__What this task involves__:
What lines in the entries hold the string "knowledge"? List them.

[[ Records for processing, beginning ]]

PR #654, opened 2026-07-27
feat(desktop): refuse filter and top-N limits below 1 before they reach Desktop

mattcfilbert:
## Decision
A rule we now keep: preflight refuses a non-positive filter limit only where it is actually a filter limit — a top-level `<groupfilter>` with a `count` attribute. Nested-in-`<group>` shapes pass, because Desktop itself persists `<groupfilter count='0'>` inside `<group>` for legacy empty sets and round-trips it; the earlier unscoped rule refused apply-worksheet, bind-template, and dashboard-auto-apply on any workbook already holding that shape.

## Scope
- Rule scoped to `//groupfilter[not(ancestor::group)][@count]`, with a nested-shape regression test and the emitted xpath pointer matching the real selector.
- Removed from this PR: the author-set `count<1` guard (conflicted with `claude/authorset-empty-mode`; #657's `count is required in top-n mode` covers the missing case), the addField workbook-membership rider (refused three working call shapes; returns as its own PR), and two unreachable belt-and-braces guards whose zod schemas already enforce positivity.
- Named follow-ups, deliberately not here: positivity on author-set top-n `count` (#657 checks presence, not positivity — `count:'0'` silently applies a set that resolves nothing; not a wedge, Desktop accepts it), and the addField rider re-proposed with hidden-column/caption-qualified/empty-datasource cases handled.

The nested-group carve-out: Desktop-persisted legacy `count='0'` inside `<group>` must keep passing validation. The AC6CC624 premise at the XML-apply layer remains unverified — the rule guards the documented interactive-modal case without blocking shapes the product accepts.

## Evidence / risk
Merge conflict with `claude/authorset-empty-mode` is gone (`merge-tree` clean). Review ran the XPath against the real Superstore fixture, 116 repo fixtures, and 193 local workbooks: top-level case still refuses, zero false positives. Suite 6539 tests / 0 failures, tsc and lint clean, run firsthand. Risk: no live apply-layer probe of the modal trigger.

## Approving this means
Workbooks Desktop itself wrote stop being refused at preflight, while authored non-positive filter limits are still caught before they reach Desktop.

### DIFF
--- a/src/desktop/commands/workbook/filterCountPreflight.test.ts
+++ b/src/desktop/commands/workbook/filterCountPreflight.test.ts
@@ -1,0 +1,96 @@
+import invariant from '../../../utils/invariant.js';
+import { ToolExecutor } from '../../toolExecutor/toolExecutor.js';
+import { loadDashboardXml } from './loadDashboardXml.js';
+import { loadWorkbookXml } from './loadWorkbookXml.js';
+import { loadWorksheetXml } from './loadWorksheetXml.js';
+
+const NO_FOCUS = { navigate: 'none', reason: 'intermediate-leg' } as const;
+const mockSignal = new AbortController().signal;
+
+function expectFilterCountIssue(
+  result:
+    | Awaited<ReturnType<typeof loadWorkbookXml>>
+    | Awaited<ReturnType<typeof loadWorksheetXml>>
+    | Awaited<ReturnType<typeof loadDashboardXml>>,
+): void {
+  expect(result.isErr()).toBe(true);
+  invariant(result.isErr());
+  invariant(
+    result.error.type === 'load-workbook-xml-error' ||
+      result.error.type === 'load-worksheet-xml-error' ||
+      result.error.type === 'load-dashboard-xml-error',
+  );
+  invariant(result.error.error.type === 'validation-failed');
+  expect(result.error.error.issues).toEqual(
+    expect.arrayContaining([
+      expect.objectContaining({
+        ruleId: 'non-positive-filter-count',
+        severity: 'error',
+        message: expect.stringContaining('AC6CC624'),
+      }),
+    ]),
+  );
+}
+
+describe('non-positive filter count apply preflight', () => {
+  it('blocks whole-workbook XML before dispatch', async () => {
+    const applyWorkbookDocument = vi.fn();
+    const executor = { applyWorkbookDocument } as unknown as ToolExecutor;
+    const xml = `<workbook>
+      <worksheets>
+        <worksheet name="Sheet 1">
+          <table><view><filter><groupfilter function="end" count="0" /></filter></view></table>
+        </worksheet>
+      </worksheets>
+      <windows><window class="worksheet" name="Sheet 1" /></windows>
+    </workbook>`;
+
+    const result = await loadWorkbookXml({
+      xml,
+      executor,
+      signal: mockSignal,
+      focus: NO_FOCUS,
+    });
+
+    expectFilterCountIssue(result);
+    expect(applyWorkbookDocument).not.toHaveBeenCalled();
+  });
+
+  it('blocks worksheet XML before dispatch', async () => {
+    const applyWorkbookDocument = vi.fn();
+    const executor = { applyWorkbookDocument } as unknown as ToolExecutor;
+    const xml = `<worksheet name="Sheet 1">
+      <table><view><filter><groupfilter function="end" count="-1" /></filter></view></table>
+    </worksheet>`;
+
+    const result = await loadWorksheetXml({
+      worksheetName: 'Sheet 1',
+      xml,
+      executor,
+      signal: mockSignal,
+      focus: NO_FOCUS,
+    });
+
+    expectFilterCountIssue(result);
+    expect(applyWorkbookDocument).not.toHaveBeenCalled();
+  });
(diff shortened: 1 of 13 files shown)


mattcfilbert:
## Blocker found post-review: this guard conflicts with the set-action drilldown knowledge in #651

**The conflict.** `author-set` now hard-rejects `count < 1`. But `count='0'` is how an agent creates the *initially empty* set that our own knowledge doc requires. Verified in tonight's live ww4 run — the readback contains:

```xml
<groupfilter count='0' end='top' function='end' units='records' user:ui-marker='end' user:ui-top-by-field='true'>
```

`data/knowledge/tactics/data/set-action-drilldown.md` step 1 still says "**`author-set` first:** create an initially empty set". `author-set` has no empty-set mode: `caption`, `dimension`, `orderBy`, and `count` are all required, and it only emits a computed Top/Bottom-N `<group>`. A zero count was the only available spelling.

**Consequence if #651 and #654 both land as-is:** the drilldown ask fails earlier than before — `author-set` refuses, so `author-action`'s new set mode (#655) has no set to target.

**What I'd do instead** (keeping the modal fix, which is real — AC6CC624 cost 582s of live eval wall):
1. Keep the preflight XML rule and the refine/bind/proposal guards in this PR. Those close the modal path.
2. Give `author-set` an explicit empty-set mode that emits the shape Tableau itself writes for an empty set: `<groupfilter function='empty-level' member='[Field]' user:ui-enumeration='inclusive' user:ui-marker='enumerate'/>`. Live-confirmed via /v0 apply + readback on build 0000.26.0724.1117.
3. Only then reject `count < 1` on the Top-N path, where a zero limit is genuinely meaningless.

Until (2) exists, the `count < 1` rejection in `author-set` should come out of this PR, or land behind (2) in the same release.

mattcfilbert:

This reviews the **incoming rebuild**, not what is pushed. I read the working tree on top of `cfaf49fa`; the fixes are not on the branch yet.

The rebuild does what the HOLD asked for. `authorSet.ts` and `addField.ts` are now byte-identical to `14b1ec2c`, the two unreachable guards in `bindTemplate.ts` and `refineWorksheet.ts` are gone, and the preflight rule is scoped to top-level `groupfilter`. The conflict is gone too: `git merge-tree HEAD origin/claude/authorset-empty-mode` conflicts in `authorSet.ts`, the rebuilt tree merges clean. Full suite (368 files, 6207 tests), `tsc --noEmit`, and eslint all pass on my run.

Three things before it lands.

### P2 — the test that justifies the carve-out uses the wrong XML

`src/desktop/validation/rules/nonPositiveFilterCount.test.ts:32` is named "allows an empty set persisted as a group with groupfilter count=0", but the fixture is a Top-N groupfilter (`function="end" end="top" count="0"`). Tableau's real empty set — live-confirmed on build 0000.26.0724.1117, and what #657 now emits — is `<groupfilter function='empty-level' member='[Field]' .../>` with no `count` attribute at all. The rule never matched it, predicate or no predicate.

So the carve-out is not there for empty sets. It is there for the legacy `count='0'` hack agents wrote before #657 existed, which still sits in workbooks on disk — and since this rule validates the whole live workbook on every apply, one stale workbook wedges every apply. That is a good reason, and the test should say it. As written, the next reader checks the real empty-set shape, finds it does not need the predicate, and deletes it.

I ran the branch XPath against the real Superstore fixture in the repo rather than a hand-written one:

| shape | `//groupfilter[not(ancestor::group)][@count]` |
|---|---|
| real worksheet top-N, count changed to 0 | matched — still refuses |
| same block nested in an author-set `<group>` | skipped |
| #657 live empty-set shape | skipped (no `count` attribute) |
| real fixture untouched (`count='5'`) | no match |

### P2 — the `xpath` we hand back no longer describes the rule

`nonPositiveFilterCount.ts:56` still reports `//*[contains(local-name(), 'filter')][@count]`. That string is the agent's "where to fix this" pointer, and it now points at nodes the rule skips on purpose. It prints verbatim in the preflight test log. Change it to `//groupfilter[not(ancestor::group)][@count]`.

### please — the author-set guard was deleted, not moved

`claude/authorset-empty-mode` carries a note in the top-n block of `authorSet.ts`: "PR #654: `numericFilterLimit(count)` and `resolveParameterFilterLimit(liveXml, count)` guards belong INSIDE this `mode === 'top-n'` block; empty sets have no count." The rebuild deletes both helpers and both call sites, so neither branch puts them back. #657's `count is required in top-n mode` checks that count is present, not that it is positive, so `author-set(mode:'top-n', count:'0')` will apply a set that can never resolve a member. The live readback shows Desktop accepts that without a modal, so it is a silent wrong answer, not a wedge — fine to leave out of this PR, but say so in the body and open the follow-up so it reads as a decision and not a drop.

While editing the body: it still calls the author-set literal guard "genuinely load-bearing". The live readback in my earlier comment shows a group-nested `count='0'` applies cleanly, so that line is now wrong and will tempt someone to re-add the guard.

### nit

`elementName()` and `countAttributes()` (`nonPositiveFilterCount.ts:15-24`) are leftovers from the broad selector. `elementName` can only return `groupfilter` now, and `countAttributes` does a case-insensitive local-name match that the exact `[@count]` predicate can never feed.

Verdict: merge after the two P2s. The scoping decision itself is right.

[[ Records for processing, end ]]

__Reply__:
## Blocker found post-review: this guard conflicts with the set-action drilldown knowledge in #651
**The conflict.** `author-set` now hard-rejects `count < 1`. But `count='0'` is how an agent creates the *initially empty* set that our own knowledge doc requires. Verified in tonight's live ww4 run — the readback contains:
`data/knowledge/tactics/data/set-action-drilldown.md` step 1 still says "**`author-set` first:** create an initially empty set". `author-set` has no empty-set mode: `caption`, `dimension`, `orderBy`, and `count` are all required, and it only emits a computed Top/Bottom-N `<group>`. A zero count was the only available spelling.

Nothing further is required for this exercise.